# Digital audio output at fixed sample rate only



## sugarshark (Apr 11, 2013)

Hi folks,

I'm trying to set up a new server for use as both a file server and music player. I am connecting a USB S/PDIF transport (Audiophilleo2) as the audio device, which feeds the signal to an external DAC (NAD M51). The OS is FreeBSD 9.1-RELEASE, `uname -a`:

```
FreeBSD bsdtest 9.1-RELEASE FreeBSD 9.1-RELEASE #0 r243825: Tue Dec  4 09:23:10 UTC 2012     root@farrell.cse.buffalo.edu:/usr/obj/usr/src/sys/GENERIC  amd64
```

What I'm aiming for is for the OS to pass a "bitperfect" signal to the DAC. I don't want any kernel level mixing, resampling or anything else modifying it.

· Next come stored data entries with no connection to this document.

PR #4362, opened 2020-03-22
FIX: issue #3766 (It is possible to unset a word using SET with BLOCK without /ANY refinement)

### LINKED ISSUE #3766: It is possible to unset a word using SET with BLOCK without /ANY refinement
**Describe the bug**
It is possible to unset a word using `set` with `block`?
```
>> b: 1 set [A B] reduce [4 ()]
== [4 unset]
>> b
*** Script Error: b has no value
*** Where: catch
*** Stack:
```
While it is not possible when using `set` with `word` directly:
```
>> b: 1 set 'b ()
*** Script Error: b needs a value
*** Where: set
*** Stack:  

>> b
== 1
```
It should be possible only when used with `/any` refinement.

```
Red 0.6.4 for Windows built 26-Nov-2018/12:26:10+01:00
```

9214:
Fixes #3766.

Red now follows Rebol3 semantics for `set [<word>*] <value>`: `unset!` values inside `block!`, `map!` or `object!` trigger an error unless `/any` refinement is specified; in case of an error all words retain their values (see provided tests for examples).

`foreach <block> <body>` is an interesting edge-case that mimics `set/any` in its operation. In the future this can be changed by flipping a logical flag.


hiiamboris:
Thanks for the foreach idea ;) I thought - what is the simplest way to set multiple values to chars in a string? Like `set [a b c] "abcdefgh"`. Foreach is the answer!

PR #4363, opened 2020-03-23
FEAT: grant wish #4131 (as string! should work on binary!)

### LINKED ISSUE #4131: WISH: as string! should work on binary!
`to-string! <binary>` uses utf-8 decoding, which is fine for most purposes. However, when one wants to decode a binary value that is encoded using ISO-8859-1 or Windows-1252, and this is quite common in e-mail transmission, one should like to use _direct_ conversion of each byte into an 8-bit character. The mechanism is there: `as` allows `binary! -> string!` in its type-spec, but the implementation refuses this particular case, for no apparent reason.

9214:
Fulfills and closes #4131. `as` now can coerce `any-string!` to `binary!` and vice versa. Use-cases and rationale for that are provided in the relevant ticket.

### DIFF
--- a/environment/natives.red
+++ b/environment/natives.red
@@ -844,8 +844,8 @@ sign?: make native! [[
 
 as: make native! [[
 		"Coerce a series into a compatible datatype without copying it"
-		type	[datatype! block! paren! any-path! any-string!] "The datatype or example value"
-		spec	[block! paren! any-path! any-string!] "The series to coerce"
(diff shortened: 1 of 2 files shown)


9214:
Per @dockimbel's comment, `binary!` to `string!` conversion with `as` is unreliable, because it conflicts with internal string encoding, and will be eventually delegated to a special codec system. I propose to limit it only to `string! -> binary!` case.

9214:
Closing per https://github.com/red/red/issues/4131#issuecomment-705713920.

PR #4371, opened 2020-03-26
FEAT: continued work on MONEY! datatype

9214:
New features, in no specific order:
* Support for currencies;
* Currency-aware operations (arithmetic, comparison);
* `code` and `amount` datatype accessors (both with path notation and `pick`);
* `as-money` and `make money! <currency code>` constructors;
* Formatting options (`mold/all`, `system/options/money-digits`);
* Bugfixes in datatype conversion routines;
* Relevant tests.


environment/system.red
```diff
@@ -158,7 +158,8 @@ system: context [
 				bad-loop-series:	["Loop series changed to invalid value:" :arg1]
 				;bad-decode:		"missing or unsupported encoding marker"
 				;already-used:		["alias word is already in use:" :arg1]
-				;wrong-denom:		[:arg1 "not same denomination as" :arg2]
+				wrong-denom:		[:arg1 "not same denomination as" :arg2]
+				bad-denom:			["invalid denomination:" :arg1]
```
greggirwin: While longer, would using full `*-denomination` be better, since `denom` could also be interpreted as `denominator`?

runtime/datatypes/money.reds
```diff
@@ -67,8 +66,15 @@ money: context [
 		S_END
 	]
 	
+	#define SWAP_ARGUMENTS(this-argument that-argument) [
```
greggirwin: Why not just `a b` or `arg-1 arg-2` for arg names?

runtime/datatypes/money.reds
```diff
@@ -843,58 +999,51 @@ money: context [
 	;-- Comparison --
 	
 	compare-money: func [
-		this    [red-money!]
-		that    [red-money!]
-		return: [integer!]
+		this-money [red-money!]
```
greggirwin: Looks like there is no standard for naming in `compare` funcs for types. Some use `value1/2`, some `arg2/arg2`, and at least pair uses `left/right`. If we don't normalize now, it should go on a list for the future.

runtime/datatypes/money.reds
9214: @greggirwin I don't follow, what makes you think `this` and `that` are the issue? I took your previous suggestion into account and renamed arguments as nouns.

greggirwin:
Good work on all this @9214.

runtime/datatypes/money.reds
greggirwin: I thought I said that `this/that` were the issue, but maybe that wasn't clear. The reason being that they are similar visually and, at least for me, less distinctly meaningful.

9214: I think I already explained that it's not an issue for me, on the contrary. I write code in a way that helps me to maintain it (recall e.g. your convention of putting `==` suffixes/prefixes in Parse rules), as the only person who will likely ever do that maintenance; and I don't *read* [the code](https://www.youtube.com/watch?v=qAYXgbSlSv0) the way you do. I think we can agree that being aware of one's shticks and leveraging them is not a bad idea.

Lexically, it's IMO on the same level of meaningfulness as `arg1` or `a`, albeit more verbose.

greggirwin: In this case, the code is not just for you, but for the team and contributors.

lexer.r
```diff
@@ -690,10 +690,7 @@ lexer: context [
 		reset: does [clear stk]
 		
 		clean-up: does [
-			unless empty? stk [
```
qtxie: This fix is reverted. The unit test failed. https://github.com/red/red/runs/537371435

PR #4381, opened 2020-04-04
FIX: missing copy in split function

endo64:
This PR adds missing `copy` to `split` function to fix below bug:
```
>> a: split "a," ","
== ["a" ""]
>> b: split "b," ","
== ["b" ""]
>> same? a/2 b/2
== true
```

### DIFF
--- a/tests/source/environment/functions-test.red
+++ b/tests/source/environment/functions-test.red
@@ -390,6 +390,7 @@ Red [
 		--assert ["a" "b" "c"] = split "a-b-c" "-"
 		--assert ["a" "c"] = split "a-b-c" "-b-"
 		--assert ["a-b-c"] = split "a-b-c" "x"
+		--assert false = do compose [same? (second split "a," ",") (second split "b," ",")] ;PR #4381 missing copy in split function
 ===end-group===
 
 ===start-group=== "dirize tests"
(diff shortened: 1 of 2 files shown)


hiiamboris:
Please add a regression test too

greggirwin:
Good fix. Please do add tests, then I'll merge ASAP.

tests/source/environment/functions-test.red
```diff
@@ -390,6 +390,7 @@ Red [
 		--assert ["a" "b" "c"] = split "a-b-c" "-"
 		--assert ["a" "c"] = split "a-b-c" "-b-"
 		--assert ["a-b-c"] = split "a-b-c" "x"
+		--assert false = do compose [same? (second split "a," ",") (second split "b," ",")] ;PR #4381 missing copy in split function
```
9214, line 393:
```
block: split "," comma
--assert not block/1 == block/2
```

hiiamboris: not gonna work though

9214: Care to elaborate?

hiiamboris: `==` does not test for copied or not, should be `=?`. But even then, it copies all parts right now except the last one (see the parse expression). So this succeeds in current build as well:
```
>> not block/1 =? block/2
== true
```

PR #4386, opened 2020-04-07
FIX: issue #4383 (to-hex is not doing proper bounds check for its `/size` value).

### LINKED ISSUE #4383: to-hex is not doing proper bounds check for its `/size` value
**Describe the bug**
when `to-hex/size` has `size <= 0`, it should throw an out-of-range error. 
```red
>> to-hex/size 1 0
== #
>> to-hex/size 1 -1
== #0123456789ABCDEF
```
It does truncation to maximum 8 hex digits:
```red
>> to-hex/size 1 8
== #00000001
>> to-hex/size 1 99
== #00000001
```
That is probably ok, but could be documented in doc-string.

9214:
Fixes #4383 by throwing an error on non-positive `size` argument. FYI, Rebol3 does almost the same:
```red
>> to-hex/size 123 1
== #B

>> to-hex/size 123 0
== #???

>> to-hex/size 123 -1
** Script error: invalid argument: -1
** Where: to-hex
** Near: to-hex/size 123 -1
```

### DIFF
--- a/runtime/natives.reds
+++ b/runtime/natives.reds
@@ -1614,13 +1614,13 @@ natives: context [
 		/local
 			arg	  [red-integer!]
 			limit [red-integer!]
-			buf   [red-word!]
 			p	  [c-string!]
 			part  [integer!]
 	][
 		#typecheck [to-hex size]
 		arg: as red-integer! stack/arguments
 		limit: arg + size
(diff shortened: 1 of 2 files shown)


9214:
The [logs](https://travis-ci.org/github/red/red/jobs/672137973#L1406) in failing tests are interesting, I'll take a look at that later.

PR #4404, opened 2020-04-17
FEAT: update of MONEY! datatype.

9214:
See the details in `money!` documentation https://github.com/red/docs/pull/224:
* Arithmetic operations with `percent!` are allowed;
* Stricter rules for `money!` literals and conversion from `float!`, `string!`;
* `=?` on two `money!` values returns a `logic!` value, indicating whether they are identical;
* Sorting is applied lexicographically for different currencies and by amounts for same currencies.


9214:
Preliminary work on `ref!` accidentally crept in. I force-pushed from a relevant branch to overwrite these changes.

Issue #2812, opened 2017-06-14
image: alpha channel not correctly displayed


meijeru:
In tuple representation, the fourth element is 255 - A, that is understood (default 0 means opaque, hence 255).
However, in binary representation, the last byte of `/argb` differs from the byte of `/alpha` see below. 
```
>> i: make image! 1x1
== make image! [1x1 #{FFFFFF}]
>> i/1
== 255.255.255.0
>> i/rgb
== #{FFFFFF}
>> i/argb
== #{FFFFFFFF}
>> i/alpha
== #{00}  ;;; should be #{FF}
```

qtxie:
Yes, you're right. The alpha channel specify the `Opacity` in ARGB color.

meijeru:
I think the tuple should still have 4th element 255 - A, since the default with 3-element tuples is 4th element = 0, and the default for A is 255. Thus 255 - A, as currently for tuples, is OK.

qtxie:
> Yes, you're right. The alpha channel specify the `Opacity` in ARGB color. So
> 
> * `i/1` should give `255.255.255.255`.
> * ` i/argb` should give `#{FFFFFFFF}`.
> * `i/alpha` should give `#{FF}`.

I think we should do this change. I don't see a good reason to make it different in Red than the rest of the world. As @hiiamboris points out, 

> The alpha component specifies the transparency of the color: 0 is fully transparent, and 255 is fully opaque.

It's same definition on all the platforms we support, also the same on Web CSS.

Issue #2684, opened 2017-05-14
inconsistency in terminology RGBA vs ARGB


meijeru:
The function which makes a 4-tuple out of 4 integers is called `as-rgba`, suggesting that transparency is the 4th and last byte of a pixel. The refinement of an image value which produces the binary sequence containing 4 bytes for each pixel is called `/argb` suggesting that the transparency byte is up front.

Which of the two suggests better the reality?

qtxie:
I propose to use ARGB in all places. So we need to do the following change:
1. 4-tuple value means ARGB instead of RGBA.
2. rename function `as-rgba` to `as-argb`.

hiiamboris:
I now believe it's all consistent. Tuple 1.2.3.4 is R=1 G=2 B=3 A=4, i.e. RGBA:
```
>> as-rgba 1 2 3 4
== 1.2.3.4
```
`/argb` is not the order in which colors appear in the tuple, but the [ARGB order of encoding them into a binary](https://en.wikipedia.org/wiki/RGBA_color_model#ARGB_%28word-order%29)

PR #4405, opened 2020-04-18
FIX: issue #2812 (image: alpha channel not correctly displayed)

qtxie:
This PR changes the meaning of the alpha channel in color tuple.
R.G.B.A where A = 255 indicates full opacity and A = 0 full transparency.

Note: This change breaks the compatibility with Rebol.

### DIFF
--- a/runtime/datatypes/image.reds
+++ b/runtime/datatypes/image.reds
@@ -49,7 +49,7 @@ image: context [
 			pixel and 00FF0000h >> 16
 			pixel and FF00h >> 8
 			pixel and FFh
-			255 - (pixel >>> 24)
+			pixel >>> 24
 		]
 	]
 
@@ -209,7 +209,7 @@ image: context [
 			while [i <= sz][
 				pixel: data/i
 				either type = EXTRACT_ALPHA [
-					p/1: as-byte 255 - (pixel >>> 24)
+					p/1: as-byte pixel >>> 24
 					p: p + 1
 				][
 					p/1: as-byte pixel and 00FF0000h >> 16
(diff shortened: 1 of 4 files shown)


hiiamboris:
This is what I'm thinking.
If we make `255.255.255` equal to `255.255.255.255`, that would break tuple arithmetic rules. So all 3-tuples after this PR will become transparent colors (`255.0.0 = 255.0.0.0 = transparent`). Which is not useful.
All opaque colors will have to become 4-tuples. And we'll have to add extra `.255` to all colors we manually define in the code, and all predefined colors will have to be updated as well. Which is boring.

Perhaps this PR will do more harm than good, and it answers the design question: why Rebol has chosen a RGBT convention instead of RGBO.

qtxie:
> So all 3-tuples after this PR will become transparent colors.

Nope. How to interpret the colors is controlled by the applications. In view, `view [base 255.0.0]` is still opaque red color. In image!, when you use 3-tuples, you only set R.G.B channels, nothing to do with alpha channel.

> why Rebol has chosen a RGBT convention instead of RGBO

I think just because the image library which Rebol used use this format.

hiiamboris:
Okay but this problem still remains:
```
>> 255.255.255 = 255.255.255.0
== true
>> 255.255.255 = 255.255.255.255
== false
```
So when testing for a color equality one would have to trim the tuple length accordingly, e.g.
```
>> 255.255.255 = (255.255.255.255 * 1.1.1)
== true
```
Something we should note somewhere then.

greggirwin:
Absolutely something to note in tuple docs, as they ignore trailing zeros when comparing.
```
>> 255.255.255 = 255.255.255.0.0.0.0
== true
```
In the context of colors, we have to think (and I haven't yet) about whether opacity is a component of a "color". It isn't, intuitively to me, but a related value for pixels in images.

hiiamboris:
Related https://github.com/red/red/issues/2684

PR #4411, opened 2020-04-22
FEAT: REF! datatype.

9214:
`ref!` is a very thin wrapper on top of `string!`, so the work on it is practically finished. Compiler support is implemented, a couple of tests are also provided.


compiler.r
```diff
@@ -302,6 +302,7 @@ red: context [
 	float-special?: func [value][value/1 = #"."]
 	tuple-value?:	func [value][value/1 = #"~"]
 	money-value?:	func [value][value/1 = #"$"]
```
greggirwin, line 304: For money, does this hold true for `USD$1` format? I haven't worked on the compiler code, so my questions are from an outsiders view.

tests/source/units/lexer-test.red
```diff
@@ -180,7 +180,31 @@ Red [
 		    %//docs/notes
 		]
 		forall out [--assert file? out/1]
-
+	
+	--test-- "tr-19.1"
```
greggirwin, line 184: Nice.

tests/source/units/lexer-test.red
```diff
@@ -180,7 +180,31 @@ Red [
...
+		out: transcode {
+			@
+			@.
+			@.:
+			@.:;comment
+			@/-&!|*~`\
```
greggirwin, line 190: Does this test all the supported non-alphanum chars? e.g. `@%?$.

tests/source/units/mold-test.red
```diff
@@ -13,117 +13,117 @@ Red [
 
 ===start-group=== "string-basic"
 
-	--test-- "mold-string-baseic-1"
```
greggirwin, line 16: Thanks for taking the time to clean up the typos. 👍

utils/redbin.r
```diff
@@ -216,16 +216,17 @@ context [
...
-		type: select [
-			string! TYPE_STRING
-			file!	TYPE_FILE
-			tag!	TYPE_TAG
-			url!	TYPE_URL
-			ref!	TYPE_REF
-			email!	TYPE_EMAIL
-			binary! TYPE_BINARY
-		] type?/word str
+	emit-string: func [str [any-string!] /root /ref /local type unit header][
```
greggirwin, line 219: Might be good to include a comment to say why ref is a special case here.

compiler.r
9214: @greggirwin values that cannot be directly mapped to R2 datatypes are stored as issues with custom encodings (a character prefix like the ones you see here). For `money`, the currency is encoded either as 3 letters or as `...` for a generic currency.

tests/source/units/lexer-test.red
9214: It tests only supported characters, like the rest of the `transcode` tests in the same category.

greggirwin: Thanks. Again, comments can help.

utils/redbin.r
9214: Given that this is an implementation detail relevant only for 2-3 people in the world that work on R2-based compiler...

Series are stored in Redbin payload and need to be properly encoded — and, at a minimum, that requires a datatype ID; this is what  `emit-string` does for `any-string!` values.

All the values except for `ref!` are passed to it literally, and Rebol2 can dispatch on their type and map them to a low-level datatype ID enumeration. `ref!`, however, is passed as an `issue!` with internal encoding and needs special handling, as there's no `ref!` in Rebol2; otherwise, I had to implement `emit-ref` and copy-paste the body from `emit-string`, since they are nearly identical.

greggirwin: How about just pasting that wonderful explanation in as a comment? :^)

> Given that this is an implementation detail relevant only for 2-3 people in the world that work on R2-based compiler...

It's a balancing act. Don't view comments as the enemy, or even a necessary evil, but development in general as more of a living engineering notebook. Sometimes the work itself is all the explanation needed, but quite often hints and reminders are very helpful when reloading your wetware cache when working on many things, or having been away from something for a while.

dockimbel:
@greggirwin Are we good for merging this?

greggirwin:
Per @hiiamboris' note on Gitter, it seems ref only works in the console right now. That's an important fix. I have the same problem here.

9214:
> ref only works in the console

Previous PR was just an interim sync between @dockimbel and me, so that he can implement proper lexer support for `ref!`; I don't understand the point of reporting "bugs" in it. This pull request finishes the work started, and all the tests in it were passing last time I ran them.

dockimbel:
@greggirwin @hiiamboris did not seem to be using this PR for testing, so his report is irrelevant until this PR is merged.

greggirwin:
"Bugs" is a channel on gitter for reporting and discussing problems. There's no official ticket for this. It can be confusing, as I pulled `fast-lexer` myself thinking I'd be up to date to check ref functionality. 

@dockimbel if I need to pull `ref` branch to test, I can do that, but this is still new, and goes with new lexer, so I'm OK with merging if you are.

PR #4968, opened 2021-09-18
Improve view

qtxie:
Using hardware acceleration causes problems on some systems. For example, the Edge browser and the Red gui-console are both flickering on my Win10. Turn off the hardware acceleration fix it.


dockimbel:
> For example, the Edge browser and the Red gui-console are both flickering on my Win10. 

Could it be just an issue in the graphic card driver?

dockimbel:
The changes you've made in %style.red seems to be Windows-specific, while those definitions should be cross-platform...

hiiamboris:
Shouldn't default height be inferred from the system font height?

qtxie:
> 
> 
> > For example, the Edge browser and the Red gui-console are both flickering on my Win10.
> 
> Could it be just an issue in the graphic card driver?

Yes. I think so. I have updated to the latest driver and installed all the updates for Windows, but no help.

dockimbel:
> Shouldn't default height be inferred from the system font height?

We need to switch to a dynamic coordinate system, but that's a pretty big design and refactoring effort that I was planning to do along the work on Android backend.

qtxie:
> Using hardware acceleration causes problems on some systems. For example, the Edge browser and the Red gui-console are both flickering on my Win10. Turn off the hardware acceleration fix it.

Close it now. Looks like only my desktop has this issue, no other users complained about it.

PR #4979, opened 2021-10-03
Removed symbols for command shells. 

gltewalt:
The symbols `$` are pasted to a users command line if the auto-copy icon on the web page is clicked.  Will cause an error.

### DIFF
--- a/environment/console/GUI/core.red
+++ b/environment/console/GUI/core.red
@@ -177,7 +177,7 @@ object [
 		either s [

The result I'm seeing is that the audio signal going to the DAC is at a fixed sample rate regardless of the input file. This is not right; if the audio is "bit perfect" the sample rate sent to the DAC will reflect that of the file. Using this same hardware on Linux and Windows, it will correctly pass through the signal (and DAC shows 44.1, 88.2 kHz sync accordingly).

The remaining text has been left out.